Crowds rarely have integrity. For all the reservations people expressed about Donald Trump before he arrived to speak at the American Israel Public Affairs Committee’s annual policy conference—the misogynistic posturing, the crudeness of public statements about various groups, the vacuity of his public pronouncements on policy—all it took was a few assurances about Israel to have people on their feet. Not that the crowd should have been rude. To treat a guest politely is appropriate.
The much-publicized Rabbi walkout was a mistake—you do not invite someone to your house and then turn your back on them. But the deeper question is how does one behave when a candidate says, “I’m not here to pander” as Trump did, before saying everything he knows the crowd wishes to hear? Manners do not mandate agreement. Applause, like tipping, is not an obligation but a gratuity.
As I sat and kept my hands still, I did warm to the content of certain things Trump said. But a political message is not a mathematical formula, independent of the one who declares its validity. Political messages are tied to the messenger. Sitting in the vast auditorium and speaking to people afterwards, three observations occurred about the nature and content of Trump’s talk.

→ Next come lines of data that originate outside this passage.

Issue #1845, opened 2026-01-04
Can't link GitHub accounts because CGI.parse is gone


pushcx:
`extras/github.rb` attempts to uses [`CGI.parse`](https://ruby-doc.org/stdlib-2.5.3/libdoc/cgi/rdoc/CGI.html#method-c-parse), which [was removed](https://www.ruby-lang.org/en/news/2025/12/25/ruby-4-0-0-released/#stdlib-compatibility-issues)

Following #1838, so ping @caius.

While we need to replace this call, it'd be good to doublecheck the rest of the (linked) release notes for other issues, as we do not have anything like 100% test coverage.

caius:
Ooh crumbs, missed that when I was looking through. I think there's still the `cgi` gem that provides everything which used to be in the stdlib, so we may be able to just depend on that and have it work.

And add a test for it, naturally 😬

caius:
PR up for the `CGI.parse` issue.

Looking at the others:
- we don't reference `SortedSet`
- Both places we use Net::HTTP we explicitly set a content-type header, so unaffected by that change
- the other `CGI.` calls in the codebase are all the ones provided by `cgi/escape` (although we'll have the full gem loaded anyway.)

pushcx:
Thanks for fixing this bug and checking on the rest of the notes. No worries about the small bug, these things happen.

PR #1846, opened 2026-01-05
`CGI.parse("oops")`

caius:
## What?

- [x] Adds test to prove `Github.token_and_user_from_code` currently fails in code
- [x] Depend on cgi gem to bring functionality back

## Why?

Fixes https://github.com/lobsters/lobsters/issues/1845 after we upgraded to Ruby 4 and the CGI stdlib is cut down to just `cgi/escape`.


pushcx:
Thanks for this fix and test!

1. He didn’t speak off the cuff. He read from a Teleprompter, a device he has mocked other politicians for using, even saying that one who runs for President shouldn’t be allowed to use them. The prompter served him well, however. As a result of that and some preparation, his address had far more content than previous talks. He spoke cogently about Hamas and Hezbollah, about the threat of Iran and the Israel-America relationship. The speech did not approach the level of foreign policy sophistication of Hillary Clinton’s talk in the morning, but certainly surprised those who believed it would be a trail of smoke and bluster. That he is able to absorb and communicate policy particulars is clear.
2. When he did improvise, he wandered into the thicket of self-reverence. His claim to have studied the Iran deal “in more detail than anyone else” was met with a smattering of derisive laughter. He doubled down, insisting that he had, thereby shocking experts in Israel, America and elsewhere, as well as academics and others sitting in the hall, a number of whom have devoted their lives to nuclear studies or Iranian studies or both. His boast about being the Grand Marshal for an Israeli Day parade did not strike the people I spoke with as a serious credential. The election isn’t for prom king.
3. He didn’t address many important issues. Trump’s speech did not address anything beyond the confines of the Israel-American relationship. The larger questions of the Middle East, or immigration in the U.S. or Europe, were left mostly untouched. In that sense this was a careful speech. The Jewish philosopher Hermann Cohen said that in the idea of the stranger Judaism was born. Indeed before he spoke there was a presentation of what Israel has done to help Syrian refugees. Trump was speaking to a crowd sensitive to the idea of the stranger, the dispossessed, those desperate for hope. Evading the issue was a wise strategy. A retread of xenophobia would have ruined the effect.
Walking back to the hotel afterwards I asked one young woman what she thought. “Well, it was exciting and that’s all that matters,” she said. Yes, it is all that matters if your goal is to be entertained. But a voter is not a fan, and a candidate is not a celebrity. The stakes are as high as they could be. Neither resentment nor enchantment are adequate to decide—there has to be thought, testing, understanding.
I left the conference thinking about the words of Rabban Gamliel two thousand years ago. He declared that no one should be admitted to the house of study whose inside is not like his outside. I wondered who among the candidates would have passed the Rabbi’s exacting test. And who, clearly, would not.